Value of Endoscopic Ultrasonography for Distinguishing Malignant from Benign Non-pancreatic Periampullary Lesions: An Explainable Machine Learning Study

Dig Dis Sci. 2026 Jan 9. doi: 10.1007/s10620-025-09646-z. Online ahead of print.

Abstract

Background: Early discrimination of non-pancreatic periampullary lesions (NPLs) is challenging owing to their complex anatomy and the absence of representative clinical symptoms.

Purpose: To establish an interpretable machine learning (ML) model that integrates clinical variables and endoscopic ultrasonography (EUS) features to diagnose NPLs.

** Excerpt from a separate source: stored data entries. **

PR #472, opened 2018-08-25
Radiative splitting ausgab object (AO)

mainegra:
A first step for implementing the variance reduction technique (VRT) _radiative splitting_ via an AO making this VRT available to any C++ application. It simply turns on the intrinsic _uniform radiative splitting_ in `EGSnrc` by setting `nbr_split` to a user-defined value which can have the following effects:

- If `nbr_split > 1`: uniform radiative splitting (URS) is ON
- If `nbr_split = 1`: no radiative splitting
- If `nbr_split < 1`: Radiative events OFF !!!

This should make possible the efficient simulation of electronic brachytherapy sources. It will also allow modelling x-ray tubes and linacs albeit less efficiently than the DBS technique as implemented in `BEAMnrc`. The next step is to implement _directional radiative splitting_ which would increase the efficiency in the simulation of x-ray tubes and linacs.

The syntax to define this AO is simply:

```
:start ausgab object:
  library   = egs_radiative_splitting
  name      = some_name
  splitting = n_split
:stop ausgab object:
```

### DIFF
--- a/HEN_HOUSE/egs++/Makefile
+++ b/HEN_HOUSE/egs++/Makefile
@@ -62,7 +62,7 @@ shape_libs = egs_circle egs_ellipse egs_extended_shape egs_gaussian_shape \
              egs_line_shape egs_polygon_shape egs_rectangle egs_shape_collection \
              egs_voxelized_shape
 
-aobject_libs = egs_track_scoring egs_dose_scoring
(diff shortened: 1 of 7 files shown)


ftessier:
Rebased on develop, squashed commits and adjusted style and commit text.

ftessier:
@rtownson @blakewalters please review!

PR #482, opened 2018-10-02
Fix bug in atomic relaxation of some actinides

mainegra:
This PR fixes the following bug:

**Symptoms:** Simulations crashing (segmentation fault) for Pa, U, Np,
          and Cm when using EADL atomic relaxation.

**BUG:** Number of maximum transitions was fixed in egs_init_relax to 250
     via the local macro $MAXTMP. However some elements have a larger
     number of transitions, the maximum being 270 for curium (Cm).

**FIX:** Increase size of the arrays to 300.

**CHANGE:** Using now global macro $MAXTRANS

> Thanks to Jason Bolton from Nordion who encountered the segmentation fault and to @rtownson who tracked it back to being related to relaxations.


ftessier:
Moved the formatting-only changes to the small-stuff branch, and adjusted the commit message.

mainegra:
@blakewalters could you review this PR?

PR #1343, opened 2025-10-31
Improve label parsing and add labels to egs_kerma

rtownson:
This is a merge of PRs #1324 and #1325, intended to supersede them both. The conflicts between the two have been resolved.

Add the ability to apply a label to all regions in the local geometry by default when no region number is specified in the label input, e.g., set label = mylabel.

Add parsing of region ranges specified with a hyphen, as in set label = mylabel 5-12, to label all regions in the range. Both multiple region numbers and ranges can be specified as separate tokens in the same set label input. This becomes handy for geometries containing a large number of regions. Previously, all region numbers had to be specified individually.

Add parsing of inputs that have a mix of parameters that are not regions. For example, "start stop delta", where the delta is the increment value - now the "start" and "stop" can be labels.

Add label support to `egs_kerma`.

Also, improve tokenization and parsing robustness, as well as error messages.

### DIFF
--- a/HEN_HOUSE/egs++/egs_base_geometry.cpp
+++ b/HEN_HOUSE/egs++/egs_base_geometry.cpp
@@ -1049,20 +1049,11 @@ void EGS_BaseGeometry::getNumberRegions(const string &str, vector<int> &regs) {
     if (!str.empty()) {
 
         // Tokenize the input string
-        vector<string> tokens;
-        const char *ptr = str.c_str();
-        do {
-            const char *begin = ptr;
-            while (*ptr != ' ' && *ptr) {
-                ptr++;
-            }
-            tokens.push_back(string(begin, ptr));
-        }
-        while (*ptr++ != '\0');
+        vector<string> tokens = egsTokenize(str);
 
+        // Search for tokens that are numbers, not strings
+        // Push the region numbers onto the regions array
         for (int i=0; i<tokens.size(); i++) {
-            // Search for tokens that are numbers, not strings
-            // Push the region numbers onto the regions array
             if (tokens[i].find_first_not_of("-0123456789") == std::string::npos) {
                 regs.push_back(atoi(tokens[i].c_str()));
             }
@@ -1072,17 +1063,8 @@ void EGS_BaseGeometry::getNumberRegions(const string &str, vector<int> &regs) {
 
 void EGS_BaseGeometry::getLabelRegions(const string &str, vector<int> &regs, bool sanitize) {
 
-    // Tokenize the input string - this allows for multiple labels
-    vector<string> tokens;
-    const char *ptr = str.c_str();
-    do {
-        const char *begin = ptr;
-        while (*ptr != ' ' && *ptr) {
-            ptr++;
-        }
-        tokens.push_back(string(begin, ptr));
-    }
-    while (*ptr++ != '\0');
+    // Tokenize the input string
+    vector<string> tokens = egsTokenize(str);
 
     // Start insertion at the beginning of regs
     size_t insert_pos = 0;


mainegra:
@rtownson would it be a good idea to update the documentation for this extensive PR? This is really useful

HEN_HOUSE/egs++/egs_base_geometry.cpp
```diff
@@ -1080,18 +1080,40 @@ void EGS_BaseGeometry::getLabelRegions(const string &str, vector<int> &regs) {
     }
     while (*ptr++ != '\0');
```
ftessier: Is this not left over from the hand-rolled pointer walk tokenizer?

HEN_HOUSE/egs++/egs_base_geometry.cpp
```diff
@@ -1080,18 +1080,40 @@ void EGS_BaseGeometry::getLabelRegions(const string &str, vector<int> &regs) {
...
 
+    // Start insertion at the beginning of regs
+    size_t insert_pos = 0;
+    bool foundLabel;
+
     // Get all regions lists for this named label
-    for (int j=0; j<tokens.size(); j++) {
-        for (int i=0; i<labels.size(); i++) {
+    for (int j = 0; j < tokens.size(); j++) {
```
ftessier, line 1074: I need to check if this is correct when `regs` is initially empty.

ftessier:
This pr might need some commit cleaning before merging.

HEN_HOUSE/egs++/egs_base_geometry.cpp
ftessier: Oh no, I see, I have not replaced the hand-rolled tokenization in getLabelRegions() and get getNumberRegions() with the new tokenizer function.

HEN_HOUSE/egs++/egs_base_geometry.cpp
ftessier: Yeah, if regs is empty, i.e. not first populated with non-label regions with getNumberRegions(), then the not found branch below will walk past the end of `regs`. I added an egsFatal() guard for now so this does not fail silently. We ought to review the logic of this label replacement, feels a bit convoluted now.

```c++
if(!foundLabel) {
    insert_pos += 1;
}
```

HEN_HOUSE/egs++/egs_base_geometry.cpp
```diff
@@ -1059,14 +1059,14 @@ void EGS_BaseGeometry::getNumberRegions(const string &str, vector<int> &regs) {
         for (int i=0; i<tokens.size(); i++) {
             // Search for tokens that are numbers, not strings
             // Push the region numbers onto the regions array
-            if (tokens[i].find_first_not_of(" -0123456789") == std::string::npos) {
+            if (tokens[i].find_first_not_of("-0123456789") == std::string::npos) {
```
ftessier, line 1057: Removed dead space character from the token parsing set, because the tokenizer loop already filters out all spaces.

HEN_HOUSE/egs++/egs_base_geometry.cpp
```diff
@@ -1045,64 +1045,76 @@ void EGS_BaseGeometry::getNumberRegions(const string &str, vector<int> &regs) {
...
-        const char *ptr = str.c_str();
-        do {
-            const char *begin = ptr;
-            while (*ptr != ' ' && *ptr) {
-                ptr++;
-            }
-            tokens.push_back(string(begin, ptr));
-        }
-        while (*ptr++ != '\0');
+        vector<string> tokens = egsTokenize(str);
```
ftessier, line 1052: Use the simpler and safer string stream tokenizer instead of the hand-rolled pointer walk.

HEN_HOUSE/egs++/egs_base_geometry.cpp
```diff
@@ -1045,64 +1045,76 @@ void EGS_BaseGeometry::getNumberRegions(const string &str, vector<int> &regs) {
...
-    do {
-        const char *begin = ptr;
-        while (*ptr != ' ' && *ptr) {
-            ptr++;
-        }
-        tokens.push_back(string(begin, ptr));
-    }
-    while (*ptr++ != '\0');
+    // Tokenize the input string
+    vector<string> tokens = egsTokenize(str);
```
ftessier, line 1067: Use the simpler and safer string stream tokenizer instead of the hand-rolled pointer walk.

ftessier:
@rtownson, please look at the conversations to resolve or comment further.

rtownson:
> @rtownson, please look at the conversations to resolve or comment further.

I'm happy with your improvements if you are, looks good

ftessier:
Need to:

- [x] Fix the guard on insert position
- [x] Resolve conflicts with `develop`
- [x] Condense commit titles to <= 50 characters

ftessier:
Rebased on `develop` branch and resolved one conflict:

```diff
diff --git a/HEN_HOUSE/egs++/egs_base_geometry.h b/HEN_HOUSE/egs++/egs_base_geometry.h
index 9ad1d59c..a6d6a5fd 100644
--- a/HEN_HOUSE/egs++/egs_base_geometry.h
+++ b/HEN_HOUSE/egs++/egs_base_geometry.h
@@ -755,6 +755,10 @@ public:
     /*! \brief Set the labels from an input string */
     int setLabels(const string &inp);

+    virtual void updatePosition(EGS_Float time) {
+        (void)time;
+    };
+
     /*!
     * \brief Validate that all region numbers are within valid bounds
     *
@@ -781,8 +785,6 @@ public:
     */
     bool validateRegions(const std::vector<int> &regions);

-    virtual void updatePosition(EGS_Float time) { };
-
     /* This method is essentially used to determine whether the simulation
      * geometry contains a dynamic geometry. Like getNextGeom(), the only
      * non-empty implementations of this function are in composite geometries
```

PR #888, opened 2022-07-05
Integrate ESTAR density effect corrections into EGSnrc

rtownson:
The ESTAR fortran code from NIST has been translated into C++ and integrated into EGSnrc, so that density effect corrections are now calculated on-the-fly during the initialization of a simulation. Materials can be defined directly in the input file, so .pegs4dat and .density (density correction files) are no longer needed.

Example:
```
:start media definition:
  :start water:
    elements = H, O
    number of atoms = 2, 1
    bulk density = 1.0 # g/cm^3 used for transport
    local density = 1.0 # g/cm^3 used for density corrections
    ivalue = 0.000075 # MeV, optional
    output density file = /mypath/water.density # full path to output density corrections to file, optional
  :stop water:
:stop media definition:
```
For mixtures of compounds:
```
    :start saltWater:
        mixture compounds = H2O, NaCl
        mass fractions = 0.95, 0.05
        bulk density = 1.0
    :stop saltWater:
```

For comparison, there's an option to output a density file when the simulation is run.

This adds the options for bulk and local densities to be specified separately. The `bulk density` is the density used for transport, and the `local density` is used for the density effect corrections (when a density file is not provided). Density correction files, if provided, will always override these inputs. If the `local density` is not provided, `bulk density` (or `rho`) is used for everything. The old `rho` input is still accepted, and if provided is used both as the bulk and local density. 

Thanks to our co-op student @Sehmimul for this significant contribution!

Issue #706, opened 2021-04-23
Review all density effect correction files distributed with EGSnrc


ftessier:
We ought to verify all the `*.density` density effect correction files distributed with EGSnrc, under `HEN_HOUSE/pegs4/density_corrections/`, in light of the update to the estar.f code for ICRU Report 90. Also, in recent years we found that the NIST web interface to generate ESTAR data suffered some issues, specifically in regards to the user input for the mean excitation energy (I-value). It is unclear how the EGSnrc density correction files were generated originally, so at any rate a full review is warranted. Updated data should be consistent with ICRU Report 37, ICRU Report 90, and otherwise generated with the `estar.f` Fortran program, icru90 version.

See related #573 and #705 as well.

ftessier:
@bourgouina reminded me that one broad change in the icru90 version of `estar.f` done by @mainegra was the removal of the 13% boost in the I-value for mixtures (it only applies to molecular compounds). This was confirmed through discussion with the ESTAR code authors. So indeed most of the mixtures in the database will be affected. I also think we should really add the estar code to the repository to allow anyone to generate their own density files (I just have to sort out any licence or copyright issue!).

ftessier:
@mainegra if we can add `estar` to the repo, then I would suggest integrating the commit history for estar, and then just develop it further inside the EGSnrc repo. Another one for the chicken `coop/`! 🤓 . In time of course, ideally the density effect corrections would be calculated on the fly, like for _pegsless_ runs!

mainegra:
As a first step is great. But I think it should be integrated to EGSnrc's data generation mechanism.

PR #1396, opened 2026-04-20
Overhaul the estar code design

rtownson:
Convert the estar implementation to be integrated into egs++ and generally improve the design. This does change the density correction values of all materials, due to a bug fix in the bisection root solver.

Important changes:

1. The material density now actually reaches the I-value selection. The old code hardcoded double rho = 1; // Material density not actually needed, so use a dummy (old estarPreProcess.cpp:197); the new code passes the real density through compoundstoelements_ and tests it against const double rhocut = 0.1; (estar_formulaCalcs.cpp:291). Compound mixtures with true density ≤ 0.1 g/cm³ now get gaseous instead of condensed I-values — a genuine bug fix, with correspondingly different I and δ for such media.

2. The bisection now truly converges. The old loop exited on while (del > tolerance) where del was the signed objective value — i.e. on the first midpoint that overshot the root, regardless of magnitude. The new loop sets del = std::abs(fMid); (estar.cpp:1170) and iterates to |f| ≤ tolerance. Expect small shifts in δ at essentially every energy for estar-generated media. This is not expected to agree with the original fortran code, which uses an approximation.

3. calciumcarbonate.density reverts six values at the 4th significant digit (e.g. 4.00E-01,7.165E-02 becomes 7.164E-02), back to their pre-https://github.com/nrc-cnrc/EGSnrc/pull/888 state — presumably connected to https://github.com/nrc-cnrc/EGSnrc/issues/706, worth one line saying so.

## Example of impact
```
    :start air2:
        mixture compounds = H2O, O
        mass fractions = 0.9, 0.1
        bulk density = 0.00120479
        gas pressure = 2
        output density file = test-gas2.density
    :stop air2:

    :start carbon:
        elements = C
        number of atoms = 1
        bulk density = 2.0 # g/cm^3 used for transport
        local density = 2.0 # g/cm^3 used for density corrections
        output density file = test-carbon2.density
    :stop carbon:
```

image

image

## Testing against existing density files

All compound density files in EGSnrc were tested against the new algorithm, using 20 MeV electrons on a 1 cm slab in air. All density files agreed in energy deposited within uncertainties, except the following. The I-values from the original density files were used. Regions 0, 2 are air, and region 1 is the 1 cm slab of material. Status is "OK" if |Z score| < 2, otherwise "CHECK".

```
Medium                          Reg      E_new(MeV)  unc_new(%)  E_old(MeV)  unc_old(%)    AbsDiff(MeV)     %Diff   Z-score  Status

aluminumalloy_type2014            0    1.060100e-05     0.848    1.088400e-05     0.843   -2.830000e-07    -2.600    -2.203  CHECK
aluminumalloy_type2014            1    2.111300e-01     0.077    2.105200e-01     0.077    6.100000e-04     0.290     2.657  CHECK
aluminumalloy_type6061            0    9.705500e-06     0.885    1.006600e-05     0.873   -3.605000e-07    -3.581    -2.934  CHECK
aluminumalloy_type6061            1    1.967500e-01     0.079    1.956000e-01     0.079    1.150000e-03     0.588     5.247  CHECK
boroncarbide                      1    1.081900e-01     0.093    1.069500e-01     0.093    1.240000e-03     1.159     8.764  CHECK
boroncarbide                      2    7.704400e-04     0.094    7.746800e-04     0.094   -4.240000e-06    -0.547    -4.128  CHECK
copperalloy_freecuttingbrass      0    4.728400e-05     0.413    4.848300e-05     0.410   -1.199000e-06    -2.473    -4.303  CHECK
copperalloy_lowbrass              1    1.543300e+00     0.032    1.541700e+00     0.032    1.600000e-03     0.104     2.292  CHECK
copperalloy_lowbrass              2    1.114100e-03     0.079    1.118500e-03     0.079   -4.400000e-06    -0.393    -3.528  CHECK
copperalloy_manganesebronze       0    4.526300e-05     0.425    4.600500e-05     0.421   -7.420000e-07    -1.613    -2.718  CHECK
copperalloy_manganesebronze       2    1.118900e-03     0.079    1.122000e-03     0.079   -3.100000e-06    -0.276    -2.476  CHECK
copperalloy_redbrass              2    1.112900e-03     0.079    1.116700e-03     0.079   -3.800000e-06    -0.340    -3.051  CHECK
ferroboride                       0    3.187200e-05     0.467    2.938100e-05     0.530    2.491000e-06     8.478    11.564  CHECK
ferroboride                       1    1.174300e+00     0.034    1.096400e+00     0.039    7.790000e-02     7.105   133.158  CHECK
ferroboride                       2    1.123900e-03     0.071    1.132300e-03     0.078   -8.400000e-06    -0.742    -7.057  CHECK
leadoxide                         1    2.655100e+00     0.021    2.634300e+00     0.023    2.080000e-02     0.790    25.261  CHECK
nickelalloy__hastelloyb_          0    7.000400e-05     0.302    5.119500e-05     0.401    1.880900e-05    36.740    63.827  CHECK
nickelalloy__hastelloyb_          1    1.924100e+00     0.025    1.752800e+00     0.030    1.713000e-01     9.773   240.365  CHECK
nickelalloy__hastelloyb_          2    1.091000e-03     0.072    1.098100e-03     0.080   -7.100000e-06    -0.647    -6.025  CHECK
steel_stainless_type302           2    1.117400e-03     0.079    1.120000e-03     0.079   -2.600000e-06    -0.232    -2.080  CHECK
uraniumdicarbide                  1    3.205000e+00     0.020    3.202300e+00     0.020    2.700000e-03     0.084     2.980  CHECK
```


mainegra (approved):

HEN_HOUSE/egs++/estar/estar.cpp
```diff
@@ -0,0 +1,1173 @@
...
+    bool getElemArray(char *formulaStr, int NEP, GetElementsStruct &GElem) {
+        const char delim = ' ';
+        std::vector<std::string> components;
+        tokenize(string(formulaStr), delim, components);
+
+        if (components.size() < (size_t)NEP) {
+            cout << "\n***************\n";
+            cout << "Error: List of elements is inconsistent with the number expected.\n";
+            cout << "Expected " << NEP << " elements but only found " << components.size() << ".\n";
+            cout << "\n***************\n";
```
ftessier: Convert stray `cout` to `egsInformation()`?

HEN_HOUSE/egs++/estar/estar.cpp
```diff
@@ -0,0 +1,1173 @@
...
+    if (rho <= 0) {
+        egsFatal("estar::estarCalculation: Density must be greater than 0, got %g "
+                 "for medium %d.\n", rho, mediaNum);
+        return 9;
+    };
+
+    // Here we pass the processed data from the .egsinp file
+    // in getDataFromFormulae which computes the ivalue and other relevant quantities
+    fc = getDataFromFormulae(knmat, rho, elementArray, massFraction, numOfAtoms, NEP, mediaNum);
+    cout << "\n";
```
ftessier: Stray `cout`?

HEN_HOUSE/egs++/estar/estar_formulaCalcs.cpp
```diff
@@ -0,0 +1,466 @@
...
+            numberOfAtoms[i] = static_cast<int>(numOfAtoms[i]); // convert float to int
+            numberOfAtomsStr[i] = to_string(numberOfAtoms[i]); // convert int to string
+        }
+
+        // now we produce the final string
+        for (int i=0; i < NEP; ++i) {
+            compoundFormula = compoundFormula + elementArray[i] + numberOfAtomsStr[i];
+        }
+        cout << "\n";
+        cout << "The medium " << mediaNum << " is a compound of " << NEP << " elements with formula: " << compoundFormula << "\n";
```
ftessier: Stray `cout`?

HEN_HOUSE/interface/egs_interface2.h
```diff
@@ -770,6 +770,39 @@ extern __extc__ void egsHatch(void);
...
 
+/*! Shorthand notation for the \c estar subroutine (which is renamed to
+    \c egs_estar for the C/C++ interface using mortran's replacemant
+    capabilities) */
+#define estar F77_OBJ_(estar,ESTAR)
+/*! \brief Calculates estar density corrections
+
+
+ */
+extern __extc__ int estar_(char *formulaStr,
```
ftessier: ### No-op estar macro, hardcoded name mangling

I am confused here: this doesn't follow the pattern of the other definitions in this header (e.g. `egsHatch` above), where the macro defines a distinct C-side alias and the declaration is written *through* it, so that `F77_OBJ_` decides the name mangling. I would have expected something like:

```c++
#define egsEstar F77_OBJ_(egs_estar,EGS_ESTAR)
extern __extc__ int egsEstar(char *formulaStr, ...
```

As it stands, `#define estar F77_OBJ_(estar,ESTAR)` is a no-op: the macro can only replace the whole token `estar`, but the declaration below uses the different token `estar_`, and no code anywhere uses the bare token `estar`. The doc comment also says estar "is renamed to `egs_estar`", but no such
rename exists.

The `compoundstoelements` define below has the same issue.

Note the definitions in `estar.cpp` **don't include this header** and hardcode `extern "C" int estar_(...)`, so everything links only because gfortran mangles to `name_`.

I suggest to adopt the alias pattern: declare and define via `egsEstar`, include this header in `estar.cpp`, and (optionally, for the `egs_` prefix convention) rename the mortran call sites to `CALL egs_estar`;

But maybe I am missing a subtlety — it would not be the first time! 😆

### AI attribution

[AIA HAb Ce Se Hin R Claude Fable 5](https://aiattribution.github.io/statements/AIA-HAb-SeCe-Hin-R-?model=Claude%20Fable%205-v1.0)

Issue surfaced by AI-assisted review; analysis verified and comment drafted by me, with AI copy-editing.

HEN_HOUSE/interface/egs_interface2.h
```diff
@@ -770,6 +770,39 @@ extern __extc__ void egsHatch(void);
...
+                      double *densityCorr,
+                      double *enGrid,
+                      int *NEP,
+                      int *ISCOMP,
+                      float *meanIval,
+                      float *ipotval,
+                      int *mediaID,
+                      char *outputFilename);
+
+#define compoundstoelements F77_OBJ_(compoundstoelements,COMPOUNDSTOELEMENTS)
```
ftessier: Same issue as for `estar_` above.

ftessier (changes requested):

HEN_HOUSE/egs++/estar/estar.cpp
PR #1400, opened 2026-04-24
Fix egs_view trying to load non-egs++ apps

rtownson:
Fix a segmentation fault in egs_view happening in the current `develop` branch, that only occurs when you have compiled non-egs++ apps as shared libraries (e.g. a BEAM accelerator). 

This bug never made it into `master`, so does not affect any release versions.


rtownson:
This commit is included in PR #1401, so closing it here.

PR #1401, opened 2026-04-24
Fix dynamic geometry critical bug in some apps

rtownson:
Fix a critical bug where dynamic geometries were visualized in egs_view, but the particles were transported in a static geometry. This was always the case in `egs_cbct`, `egs_chamber`, `egs_fac`, `egs_kerma`, and `cavity`. It was due to those applications overwriting the `simulateSingleShower` function, and thus not including the new changes to move geometries.

Any users with custom applications that overwrite (and don't call) the application class `simulateSingleShower` function should be updated to support motion (it's two lines to add).

Simulations in other applications were not affected.

Thanks to Patricia Oliver for reporting this!


ftessier:
@rtownson I think this includes all of #1400, can we close that one and just merge here?

mainegra (approved):

ftessier (approved):

PR #1407, opened 2026-05-06
Fix compiler error in egs_ng_geometry

rtownson:
Fix a compiler error that only occurred in stricter or older compilers in egs_nd_geometry.cpp. Was discovered on gcc 4.8.5.

Thanks to Jarkko for reporting this.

Methods: A total of 158 patients, suspected of having NPLs and who underwent EUS, were enrolled and randomly allocated into a training cohort (TC, n = 110) and a validation cohort (VC, n = 48). Risk clinical and EUS features were identified by multivariate logistic regression analysis and subsequently input into five ML classifiers to develop predictive models. The performance of ML models was assessed using the area under the curve (AUC), calibration curve, and decision curve analysis (DCA). The Shapley Additive Explanations (SHAP) approach was employed to interpret the result of the optimal ML model.

Results: Among the five ML models developed, the ExtraTrees model achieved the highest AUC values of 0.94 (95% confidence interval (CI): 0.89-0.99) and 0.94 (95% CI: 0.82-1.00) in TC and VC, respectively. This performance was followed by the extreme gradient boosting model (AUC = 0.94/0.93), the light gradient boosting machine (AUC = 0.92/0.91), the support vector machine (AUC = 0.91/0.94), and the logistic regression model (AUC = 0.86/0.87). The calibration curve and DCA graphically suggested good agreement and superior clinical benefits for the ExtraTrees model. SHAP analysis identified abdominal discomfort, lesion diameter, irregular shape, surface ulceration, and nonsmooth margin as the most influential features in the model's decision-making process.

Conclusions: Our developed ML model exhibited superior capability and higher clinical benefit in distinguishing malignant from benign NPLs, particularly the ExtraTrees model. Furthermore, the SHAP analysis provided insightful interpretation of the ExtraTrees model for individualized and transparent prediction of NPLs.

Keywords: Diagnostic performance; Endoscopic ultrasonography; Machine learning; Periampullary lesions; Shapley additive explanations.